-- REQUIRED WORK --
For the entries below, work out how many lines include the string "layers", then write only that number.

Excerpts from a dataset
⟨
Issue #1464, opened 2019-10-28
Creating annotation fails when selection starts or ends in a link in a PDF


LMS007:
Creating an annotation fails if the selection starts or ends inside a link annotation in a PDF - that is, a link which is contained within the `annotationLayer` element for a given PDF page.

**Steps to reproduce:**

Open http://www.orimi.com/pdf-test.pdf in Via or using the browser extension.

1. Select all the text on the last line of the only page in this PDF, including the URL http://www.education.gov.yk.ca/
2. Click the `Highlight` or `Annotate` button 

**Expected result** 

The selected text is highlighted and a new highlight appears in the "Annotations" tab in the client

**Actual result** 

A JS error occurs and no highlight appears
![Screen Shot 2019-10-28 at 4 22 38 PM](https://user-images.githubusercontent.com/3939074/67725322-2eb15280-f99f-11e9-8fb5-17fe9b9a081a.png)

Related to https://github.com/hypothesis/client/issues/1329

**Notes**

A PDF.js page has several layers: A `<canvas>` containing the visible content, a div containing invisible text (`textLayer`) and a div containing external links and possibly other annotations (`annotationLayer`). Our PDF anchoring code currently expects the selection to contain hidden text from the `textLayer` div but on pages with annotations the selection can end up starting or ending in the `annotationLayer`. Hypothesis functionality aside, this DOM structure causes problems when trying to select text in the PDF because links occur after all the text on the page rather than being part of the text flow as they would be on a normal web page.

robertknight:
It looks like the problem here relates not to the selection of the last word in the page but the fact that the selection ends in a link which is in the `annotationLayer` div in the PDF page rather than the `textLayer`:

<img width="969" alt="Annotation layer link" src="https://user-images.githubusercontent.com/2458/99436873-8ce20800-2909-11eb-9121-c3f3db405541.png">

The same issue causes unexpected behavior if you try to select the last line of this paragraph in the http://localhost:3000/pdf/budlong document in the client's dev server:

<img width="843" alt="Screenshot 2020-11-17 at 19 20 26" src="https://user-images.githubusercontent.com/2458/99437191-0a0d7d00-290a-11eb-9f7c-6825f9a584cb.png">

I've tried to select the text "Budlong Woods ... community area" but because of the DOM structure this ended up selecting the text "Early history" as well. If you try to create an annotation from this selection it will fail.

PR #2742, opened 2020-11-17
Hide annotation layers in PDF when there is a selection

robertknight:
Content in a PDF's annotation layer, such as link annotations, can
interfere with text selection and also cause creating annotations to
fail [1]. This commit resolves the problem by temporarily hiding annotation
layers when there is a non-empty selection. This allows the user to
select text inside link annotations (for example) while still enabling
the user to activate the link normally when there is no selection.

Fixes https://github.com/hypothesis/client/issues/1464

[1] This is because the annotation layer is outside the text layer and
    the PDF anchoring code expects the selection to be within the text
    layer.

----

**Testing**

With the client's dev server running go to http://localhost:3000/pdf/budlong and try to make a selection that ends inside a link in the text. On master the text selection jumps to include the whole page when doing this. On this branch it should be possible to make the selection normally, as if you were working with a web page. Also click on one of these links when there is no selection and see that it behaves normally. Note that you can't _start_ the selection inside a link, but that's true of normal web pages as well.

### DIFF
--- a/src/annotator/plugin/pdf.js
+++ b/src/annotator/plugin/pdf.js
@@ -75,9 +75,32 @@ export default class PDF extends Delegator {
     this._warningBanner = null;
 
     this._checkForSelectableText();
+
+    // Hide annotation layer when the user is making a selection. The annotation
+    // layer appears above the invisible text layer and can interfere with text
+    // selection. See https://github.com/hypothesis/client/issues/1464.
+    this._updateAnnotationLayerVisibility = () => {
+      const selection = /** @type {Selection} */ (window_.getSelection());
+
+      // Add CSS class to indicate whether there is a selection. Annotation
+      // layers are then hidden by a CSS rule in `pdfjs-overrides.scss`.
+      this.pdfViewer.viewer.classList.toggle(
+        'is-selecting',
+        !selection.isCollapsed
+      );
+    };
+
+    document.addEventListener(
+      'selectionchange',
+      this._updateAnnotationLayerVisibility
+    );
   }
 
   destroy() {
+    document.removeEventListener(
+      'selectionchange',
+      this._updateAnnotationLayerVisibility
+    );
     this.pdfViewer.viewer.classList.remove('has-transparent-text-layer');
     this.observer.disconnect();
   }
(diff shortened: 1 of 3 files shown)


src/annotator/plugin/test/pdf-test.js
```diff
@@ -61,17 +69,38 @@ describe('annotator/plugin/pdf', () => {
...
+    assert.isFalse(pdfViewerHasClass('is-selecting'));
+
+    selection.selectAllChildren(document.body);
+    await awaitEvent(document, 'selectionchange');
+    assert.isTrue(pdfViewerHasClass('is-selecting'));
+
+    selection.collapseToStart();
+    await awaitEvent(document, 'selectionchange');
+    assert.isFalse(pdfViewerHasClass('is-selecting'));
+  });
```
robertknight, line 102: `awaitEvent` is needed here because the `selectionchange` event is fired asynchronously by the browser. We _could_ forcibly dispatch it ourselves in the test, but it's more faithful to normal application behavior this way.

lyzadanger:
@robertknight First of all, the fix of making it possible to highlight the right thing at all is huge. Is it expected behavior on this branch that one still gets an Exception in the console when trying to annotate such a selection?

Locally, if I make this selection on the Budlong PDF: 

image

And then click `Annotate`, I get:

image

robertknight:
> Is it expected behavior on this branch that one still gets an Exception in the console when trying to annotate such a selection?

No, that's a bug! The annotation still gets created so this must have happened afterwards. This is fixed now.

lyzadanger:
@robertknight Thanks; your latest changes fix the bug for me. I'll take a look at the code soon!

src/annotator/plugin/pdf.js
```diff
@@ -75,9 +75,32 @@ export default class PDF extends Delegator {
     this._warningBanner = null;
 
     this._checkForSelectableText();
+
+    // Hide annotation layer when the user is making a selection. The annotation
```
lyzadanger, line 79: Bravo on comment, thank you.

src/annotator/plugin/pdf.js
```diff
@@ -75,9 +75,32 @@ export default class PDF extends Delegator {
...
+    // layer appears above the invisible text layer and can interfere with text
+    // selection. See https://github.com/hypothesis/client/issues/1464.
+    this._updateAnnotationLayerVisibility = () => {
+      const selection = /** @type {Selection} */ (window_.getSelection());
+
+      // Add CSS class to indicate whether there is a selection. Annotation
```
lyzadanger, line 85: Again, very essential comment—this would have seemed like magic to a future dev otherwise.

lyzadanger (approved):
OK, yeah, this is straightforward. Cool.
⟩
⟨
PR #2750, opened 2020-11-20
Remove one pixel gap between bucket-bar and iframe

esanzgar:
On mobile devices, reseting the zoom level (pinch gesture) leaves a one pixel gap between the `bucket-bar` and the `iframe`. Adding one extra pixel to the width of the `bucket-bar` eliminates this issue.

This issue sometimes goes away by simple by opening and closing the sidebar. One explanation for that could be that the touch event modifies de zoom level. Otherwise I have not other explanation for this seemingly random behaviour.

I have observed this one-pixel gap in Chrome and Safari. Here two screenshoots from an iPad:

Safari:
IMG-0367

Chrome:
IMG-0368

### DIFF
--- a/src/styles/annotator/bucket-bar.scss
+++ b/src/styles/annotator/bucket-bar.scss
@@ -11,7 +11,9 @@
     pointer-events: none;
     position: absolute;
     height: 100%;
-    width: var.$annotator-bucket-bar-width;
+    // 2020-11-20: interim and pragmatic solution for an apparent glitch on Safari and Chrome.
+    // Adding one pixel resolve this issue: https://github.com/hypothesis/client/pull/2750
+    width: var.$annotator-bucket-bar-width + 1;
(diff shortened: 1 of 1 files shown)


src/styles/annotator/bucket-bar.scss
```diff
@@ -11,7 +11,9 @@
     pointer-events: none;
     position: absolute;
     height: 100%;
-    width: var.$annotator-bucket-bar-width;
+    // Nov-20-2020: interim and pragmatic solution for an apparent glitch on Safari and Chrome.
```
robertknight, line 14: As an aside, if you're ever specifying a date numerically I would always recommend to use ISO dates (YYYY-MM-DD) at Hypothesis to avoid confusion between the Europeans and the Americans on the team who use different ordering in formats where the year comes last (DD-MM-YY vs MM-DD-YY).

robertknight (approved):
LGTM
⟩
⟨
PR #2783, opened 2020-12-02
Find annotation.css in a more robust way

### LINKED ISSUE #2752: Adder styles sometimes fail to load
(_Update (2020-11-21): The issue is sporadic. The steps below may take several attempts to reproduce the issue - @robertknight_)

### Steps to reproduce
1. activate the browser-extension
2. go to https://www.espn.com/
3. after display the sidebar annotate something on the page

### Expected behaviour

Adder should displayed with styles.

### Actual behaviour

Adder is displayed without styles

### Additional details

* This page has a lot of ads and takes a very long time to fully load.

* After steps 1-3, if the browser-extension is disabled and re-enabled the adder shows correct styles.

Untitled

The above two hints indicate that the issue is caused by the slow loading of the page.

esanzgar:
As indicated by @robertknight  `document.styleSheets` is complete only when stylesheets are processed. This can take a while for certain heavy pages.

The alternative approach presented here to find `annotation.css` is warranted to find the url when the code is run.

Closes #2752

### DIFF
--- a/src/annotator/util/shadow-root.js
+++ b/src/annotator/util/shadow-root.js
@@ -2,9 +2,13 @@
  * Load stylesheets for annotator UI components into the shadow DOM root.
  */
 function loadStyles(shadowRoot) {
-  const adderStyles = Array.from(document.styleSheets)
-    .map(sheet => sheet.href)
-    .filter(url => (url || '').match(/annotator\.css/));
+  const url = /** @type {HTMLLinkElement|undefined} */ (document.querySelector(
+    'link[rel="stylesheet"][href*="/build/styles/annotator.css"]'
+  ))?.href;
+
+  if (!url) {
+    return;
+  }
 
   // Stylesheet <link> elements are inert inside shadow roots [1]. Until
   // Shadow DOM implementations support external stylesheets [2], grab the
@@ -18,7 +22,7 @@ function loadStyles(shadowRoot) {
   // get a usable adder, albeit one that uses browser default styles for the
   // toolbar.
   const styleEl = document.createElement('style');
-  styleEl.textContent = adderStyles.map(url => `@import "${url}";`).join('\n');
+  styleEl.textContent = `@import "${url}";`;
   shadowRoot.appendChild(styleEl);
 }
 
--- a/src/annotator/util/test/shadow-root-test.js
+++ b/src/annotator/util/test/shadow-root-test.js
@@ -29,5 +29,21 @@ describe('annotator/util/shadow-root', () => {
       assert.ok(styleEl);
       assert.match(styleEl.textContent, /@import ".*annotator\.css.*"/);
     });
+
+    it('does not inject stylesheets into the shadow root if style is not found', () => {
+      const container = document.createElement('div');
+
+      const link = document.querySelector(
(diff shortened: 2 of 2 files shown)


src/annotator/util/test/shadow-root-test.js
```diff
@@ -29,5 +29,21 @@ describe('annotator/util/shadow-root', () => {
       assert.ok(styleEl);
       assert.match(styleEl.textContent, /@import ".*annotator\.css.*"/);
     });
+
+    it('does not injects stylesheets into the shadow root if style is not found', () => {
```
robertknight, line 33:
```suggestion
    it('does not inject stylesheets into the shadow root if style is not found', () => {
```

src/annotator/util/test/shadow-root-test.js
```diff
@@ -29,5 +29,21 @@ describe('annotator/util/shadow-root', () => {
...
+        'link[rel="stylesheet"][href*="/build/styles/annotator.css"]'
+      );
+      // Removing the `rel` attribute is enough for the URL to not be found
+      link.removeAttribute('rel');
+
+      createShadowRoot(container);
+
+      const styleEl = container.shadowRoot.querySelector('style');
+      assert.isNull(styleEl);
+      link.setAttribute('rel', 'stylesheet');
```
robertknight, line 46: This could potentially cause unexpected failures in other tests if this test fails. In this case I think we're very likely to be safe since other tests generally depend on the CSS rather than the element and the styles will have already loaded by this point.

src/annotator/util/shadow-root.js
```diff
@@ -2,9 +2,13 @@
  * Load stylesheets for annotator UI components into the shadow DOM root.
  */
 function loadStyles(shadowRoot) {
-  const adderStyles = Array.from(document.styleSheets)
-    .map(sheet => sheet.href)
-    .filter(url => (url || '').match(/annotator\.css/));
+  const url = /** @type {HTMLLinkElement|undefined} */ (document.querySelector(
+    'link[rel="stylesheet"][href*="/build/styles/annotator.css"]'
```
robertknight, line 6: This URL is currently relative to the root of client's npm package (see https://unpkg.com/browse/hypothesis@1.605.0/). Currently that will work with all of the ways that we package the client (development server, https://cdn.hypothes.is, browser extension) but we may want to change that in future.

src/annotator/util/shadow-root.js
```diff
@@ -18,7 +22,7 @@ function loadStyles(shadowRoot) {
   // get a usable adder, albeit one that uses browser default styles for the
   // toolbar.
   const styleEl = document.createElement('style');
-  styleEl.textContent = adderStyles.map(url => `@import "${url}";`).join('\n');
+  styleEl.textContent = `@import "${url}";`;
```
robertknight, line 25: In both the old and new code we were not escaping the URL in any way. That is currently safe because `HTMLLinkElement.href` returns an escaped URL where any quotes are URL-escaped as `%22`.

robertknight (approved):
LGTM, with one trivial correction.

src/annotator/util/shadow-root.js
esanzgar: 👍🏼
⟩
-- TASK OUTPUT --
4